◆ Listed entries
PR #12737, opened 2020-03-25
[AppConfig] Add kv export-secret command

shenmuxiaosen:
**History Notes:**  

---


shenmuxiaosen:
@avanigupta Can you please take a look? Thanks.

src/azure-cli/azure/cli/command_modules/appconfig/_help.py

◆ About this exercise
Write out exactly the lines from the line holding "[AppConfig] Add kv export-secret command" through the last line of the data, and nothing besides those lines.

◆ Exercise result
[AppConfig] Add kv export-secret command

shenmuxiaosen:
**History Notes:**  

---


shenmuxiaosen:
@avanigupta Can you please take a look? Thanks.

src/azure-cli/azure/cli/command_modules/appconfig/_help.py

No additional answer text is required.